間食は、血糖値の急上昇、急降下を防いでくれるので、ドカ食いスパイラルから脱することができるのだ!

間食ベスト食材を探せ!

 太りにくく、間食に向いているおやつとは?間食のメニューについて研究している専門家の足立香代子先生によると、間食に向いているおやつの条件は食べても、血糖値が急激に上がったり下がったりせず、緩やかに変化する食べ物だそうです。
 そこで、どんなものが間食にいいのか実際に検証。実験に協力してくれるのは、顔も背丈もそっくりな一卵性双生児の二組。事前に血糖値の変化を測定したところ、双子なのでほぼ同じでした。双子には、それぞれ違うおやつを食べてもらい、どちらのおやつが血糖値の変化が緩やかで、間食に向いているのか?検証します!
 最初は、和洋のおやつ!シュークリームとおまんじゅうを比較。どちらも200キロカロリー程度、ほぼ同じカロリーのものを用意。食べる前の血糖値は、93と88であまり差がありません。間食をしてからおよそ1時間後、おまんじゅうの方の数値は「139」、血糖値が50ほど増加。シュークリームの方は「104」わずか10程度の上昇でした。意外にも、おまんじゅうの方が、血糖値が大きく上昇したんです!その後も30分ごとに測定していくとおまんじゅうの方の血糖値は急激に下降していったのに対して、シュークリームの方の血糖値はその後も急上昇はせず、緩やかに下降していきました。空腹具合を聞いてみると、おまんじゅうを食べた方は早くも空腹を感じていたんです。検証の結果、血糖値の変化が緩やかだったシュークリームの方が間食に向いていたんです。
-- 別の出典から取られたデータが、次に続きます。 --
PR #27, opened 2022-05-04
Allow updating Deployment delete_on_destroy field

dglsparsons:


vercel/resource_deployment.go
```diff
@@ -303,15 +303,40 @@ func (r resourceDeployment) Read(ctx context.Context, req tfsdk.ReadResourceRequ
...
+// of setting terraform state.
 func (r resourceDeployment) Update(ctx context.Context, req tfsdk.UpdateResourceRequest, resp *tfsdk.UpdateResourceResponse) {
-	// Nothing to do here - we can't update deployments
+	var plan Deployment
+	diags := req.Plan.Get(ctx, &plan)
+	resp.Diagnostics.Append(diags...)
+	if resp.Diagnostics.HasError() {
+		resp.Diagnostics.AddError(
+			"Error getting deployment plan",
+			"Error getting deployment plan",
```
craigandrews, line 316: nothing else worth adding here?

vercel/resource_deployment.go
```diff
@@ -303,15 +303,40 @@ func (r resourceDeployment) Read(ctx context.Context, req tfsdk.ReadResourceRequ
...
+	if resp.Diagnostics.HasError() {
+		return
+	}
+
+	// Copy over the planned field only
+	state.DeleteOnDestroy = plan.DeleteOnDestroy
+	diags = resp.State.Set(ctx, state)
+	resp.Diagnostics.Append(diags...)
+	if resp.Diagnostics.HasError() {
+		return
```
craigandrews, line 333: two bare returns that don't surface the error

vercel/resource_deployment.go
dglsparsons: I copy-pasted from the `Create` function. Might have a play and see what the output looks like 🤔. I suspect it might be one of those errors that's really hard to actually see, just because the schema validation kicks in before this point.

craigandrews: yeah it's worth figuring out if the errors raised here are actually useful for output, or if they're pretty much just flags to say "stop now, it didn't work"

craigandrews (approved):
Approved on the proviso that error outputs are investigated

 その理由を専門家に伺うと、シュークリームは、卵や牛乳、バターなどタンパク質と脂質が多く含まれるため、消化吸収に時間がかかり血糖値の変化が緩やかになります。一方、おまんじゅうは、タンパク質も脂質も少なく、糖質が多いため、変化が急激になったのです。
 続いては、肉まんと野菜サンドイッチを比較!肉たっぷりの肉まんと、ヘルシーな野菜サンドイッチを先程の同じように比較すると、肉まんも野菜サンドイッチと血糖値のグラフはほとんど変わりません。間食に向いてないと思われがちの肉まんですが、肉にタンパク質と脂質が多く含まれているため、血糖値の変化も緩やかになるのです。
 他にも、チーズケーキとモンブランならチーズケーキの方が、せんべいとビターチョコレートならチョコレートの方が、タンパク質と脂質が多く含まれているため、間食に向いているといえるそうです。

ポイント2

糖質の量をコントロールし、タンパク質と脂質を上手に取り入れることが太りにくい間食のポイントだったのだ!

間食の効果で太りにくい体質に

 実験には、間食の効果が期待できそうなポッチャリさんに集まってもらいました。皆さん、普段から夕食の時間が遅く、ドカ食いをしてしまう、ドカ食いスパイラルに陥っているといいます。実験前、ドカ食いスパイラルの結果とも言える4人の体重、そして、お腹回りのサイズを測定。ルールはたったの2つ。

ルール①
昼食後、小腹がすく夕方に、糖質が少なくタンパク質と脂質を多く含んだ、およそ200キロカロリー程度の間食をすること。

ルール②
毎日の食事に、食べる量、カロリー制限はありません。ただ、ご飯、おかず、汁物などの定食スタイルで食べること。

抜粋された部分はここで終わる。